Stored data entries →
------------------------------------------------------------------------

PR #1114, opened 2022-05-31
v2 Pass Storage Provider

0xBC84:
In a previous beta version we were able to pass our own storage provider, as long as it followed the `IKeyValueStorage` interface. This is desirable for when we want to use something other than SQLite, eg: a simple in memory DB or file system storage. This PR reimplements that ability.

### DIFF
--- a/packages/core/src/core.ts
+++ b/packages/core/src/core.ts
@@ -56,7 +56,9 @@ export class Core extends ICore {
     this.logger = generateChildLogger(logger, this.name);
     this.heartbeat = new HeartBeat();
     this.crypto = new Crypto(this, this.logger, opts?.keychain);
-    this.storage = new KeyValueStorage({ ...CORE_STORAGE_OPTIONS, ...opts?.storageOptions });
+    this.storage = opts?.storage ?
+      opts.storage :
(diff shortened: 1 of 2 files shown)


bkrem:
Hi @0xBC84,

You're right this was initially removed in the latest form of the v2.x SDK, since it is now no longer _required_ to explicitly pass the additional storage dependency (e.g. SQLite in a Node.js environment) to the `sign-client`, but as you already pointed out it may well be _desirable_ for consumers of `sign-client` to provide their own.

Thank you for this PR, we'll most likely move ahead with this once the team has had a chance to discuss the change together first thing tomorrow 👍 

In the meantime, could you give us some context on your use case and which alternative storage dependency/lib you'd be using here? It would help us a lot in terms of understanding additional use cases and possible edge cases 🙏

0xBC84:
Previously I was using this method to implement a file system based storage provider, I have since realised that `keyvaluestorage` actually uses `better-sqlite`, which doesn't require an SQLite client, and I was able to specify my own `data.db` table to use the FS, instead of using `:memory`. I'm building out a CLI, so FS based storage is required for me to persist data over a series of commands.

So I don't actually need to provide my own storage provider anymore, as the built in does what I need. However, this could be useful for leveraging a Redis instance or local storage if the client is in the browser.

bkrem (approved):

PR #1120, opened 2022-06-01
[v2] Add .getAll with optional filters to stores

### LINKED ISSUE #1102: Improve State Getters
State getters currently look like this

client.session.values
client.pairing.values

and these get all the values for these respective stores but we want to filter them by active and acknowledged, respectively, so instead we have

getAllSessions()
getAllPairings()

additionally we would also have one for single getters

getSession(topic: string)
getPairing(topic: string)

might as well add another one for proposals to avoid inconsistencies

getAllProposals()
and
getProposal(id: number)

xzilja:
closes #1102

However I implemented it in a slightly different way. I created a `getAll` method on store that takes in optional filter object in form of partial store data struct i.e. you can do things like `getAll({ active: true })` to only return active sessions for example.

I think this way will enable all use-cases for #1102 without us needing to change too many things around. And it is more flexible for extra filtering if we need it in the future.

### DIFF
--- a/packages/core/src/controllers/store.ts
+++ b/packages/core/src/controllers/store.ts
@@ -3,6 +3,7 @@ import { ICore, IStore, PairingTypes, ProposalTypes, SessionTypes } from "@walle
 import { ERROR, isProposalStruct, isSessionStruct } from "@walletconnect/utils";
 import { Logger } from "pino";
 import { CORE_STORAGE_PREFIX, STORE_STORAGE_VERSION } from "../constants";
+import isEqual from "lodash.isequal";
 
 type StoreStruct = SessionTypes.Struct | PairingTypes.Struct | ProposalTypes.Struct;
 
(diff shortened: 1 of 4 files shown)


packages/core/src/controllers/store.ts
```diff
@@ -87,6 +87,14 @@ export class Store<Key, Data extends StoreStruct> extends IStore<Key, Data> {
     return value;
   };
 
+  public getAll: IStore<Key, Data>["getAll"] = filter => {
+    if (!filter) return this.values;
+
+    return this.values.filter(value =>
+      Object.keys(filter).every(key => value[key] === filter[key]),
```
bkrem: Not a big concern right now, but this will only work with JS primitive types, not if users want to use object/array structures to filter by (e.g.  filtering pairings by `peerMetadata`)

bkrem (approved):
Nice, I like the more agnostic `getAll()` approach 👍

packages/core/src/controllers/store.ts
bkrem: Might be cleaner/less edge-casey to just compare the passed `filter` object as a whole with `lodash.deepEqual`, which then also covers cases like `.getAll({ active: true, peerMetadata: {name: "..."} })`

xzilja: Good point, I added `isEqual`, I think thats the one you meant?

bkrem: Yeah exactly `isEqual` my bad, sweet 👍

------------------------------------------------------------------------

Problem details → Transcribe the data above in its entirety, exactly.

Answer box →
PR #1114, opened 2022-05-31
v2 Pass Storage Provider

0xBC84:
In a previous beta version we were able to pass our own storage provider, as long as it followed the `IKeyValueStorage` interface. This is desirable for when we want to use something other than SQLite, eg: a simple in memory DB or file system storage. This PR reimplements that ability.

### DIFF
--- a/packages/core/src/core.ts
+++ b/packages/core/src/core.ts
@@ -56,7 +56,9 @@ export class Core extends ICore {
     this.logger = generateChildLogger(logger, this.name);
     this.heartbeat = new HeartBeat();
     this.crypto = new Crypto(this, this.logger, opts?.keychain);
-    this.storage = new KeyValueStorage({ ...CORE_STORAGE_OPTIONS, ...opts?.storageOptions });
+    this.storage = opts?.storage ?
+      opts.storage :
(diff shortened: 1 of 2 files shown)


bkrem:
Hi @0xBC84,

You're right this was initially removed in the latest form of the v2.x SDK, since it is now no longer _required_ to explicitly pass the additional storage dependency (e.g. SQLite in a Node.js environment) to the `sign-client`, but as you already pointed out it may well be _desirable_ for consumers of `sign-client` to provide their own.

Thank you for this PR, we'll most likely move ahead with this once the team has had a chance to discuss the change together first thing tomorrow 👍 

In the meantime, could you give us some context on your use case and which alternative storage dependency/lib you'd be using here? It would help us a lot in terms of understanding additional use cases and possible edge cases 🙏

0xBC84:
Previously I was using this method to implement a file system based storage provider, I have since realised that `keyvaluestorage` actually uses `better-sqlite`, which doesn't require an SQLite client, and I was able to specify my own `data.db` table to use the FS, instead of using `:memory`. I'm building out a CLI, so FS based storage is required for me to persist data over a series of commands.

So I don't actually need to provide my own storage provider anymore, as the built in does what I need. However, this could be useful for leveraging a Redis instance or local storage if the client is in the browser.

bkrem (approved):

PR #1120, opened 2022-06-01
[v2] Add .getAll with optional filters to stores

### LINKED ISSUE #1102: Improve State Getters
State getters currently look like this

client.session.values
client.pairing.values

and these get all the values for these respective stores but we want to filter them by active and acknowledged, respectively, so instead we have

getAllSessions()
getAllPairings()

additionally we would also have one for single getters

getSession(topic: string)
getPairing(topic: string)

might as well add another one for proposals to avoid inconsistencies

getAllProposals()
and
getProposal(id: number)

xzilja:
closes #1102

However I implemented it in a slightly different way. I created a `getAll` method on store that takes in optional filter object in form of partial store data struct i.e. you can do things like `getAll({ active: true })` to only return active sessions for example.

I think this way will enable all use-cases for #1102 without us needing to change too many things around. And it is more flexible for extra filtering if we need it in the future.

### DIFF
--- a/packages/core/src/controllers/store.ts
+++ b/packages/core/src/controllers/store.ts
@@ -3,6 +3,7 @@ import { ICore, IStore, PairingTypes, ProposalTypes, SessionTypes } from "@walle
 import { ERROR, isProposalStruct, isSessionStruct } from "@walletconnect/utils";
 import { Logger } from "pino";
 import { CORE_STORAGE_PREFIX, STORE_STORAGE_VERSION } from "../constants";
+import isEqual from "lodash.isequal";
 
 type StoreStruct = SessionTypes.Struct | PairingTypes.Struct | ProposalTypes.Struct;
 
(diff shortened: 1 of 4 files shown)


packages/core/src/controllers/store.ts
```diff
@@ -87,6 +87,14 @@ export class Store<Key, Data extends StoreStruct> extends IStore<Key, Data> {
     return value;
   };
 
+  public getAll: IStore<Key, Data>["getAll"] = filter => {
+    if (!filter) return this.values;
+
+    return this.values.filter(value =>
+      Object.keys(filter).every(key => value[key] === filter[key]),
```
bkrem: Not a big concern right now, but this will only work with JS primitive types, not if users want to use object/array structures to filter by (e.g.  filtering pairings by `peerMetadata`)

bkrem (approved):
Nice, I like the more agnostic `getAll()` approach 👍

packages/core/src/controllers/store.ts
bkrem: Might be cleaner/less edge-casey to just compare the passed `filter` object as a whole with `lodash.deepEqual`, which then also covers cases like `.getAll({ active: true, peerMetadata: {name: "..."} })`

xzilja: Good point, I added `isEqual`, I think thats the one you meant?

bkrem: Yeah exactly `isEqual` my bad, sweet 👍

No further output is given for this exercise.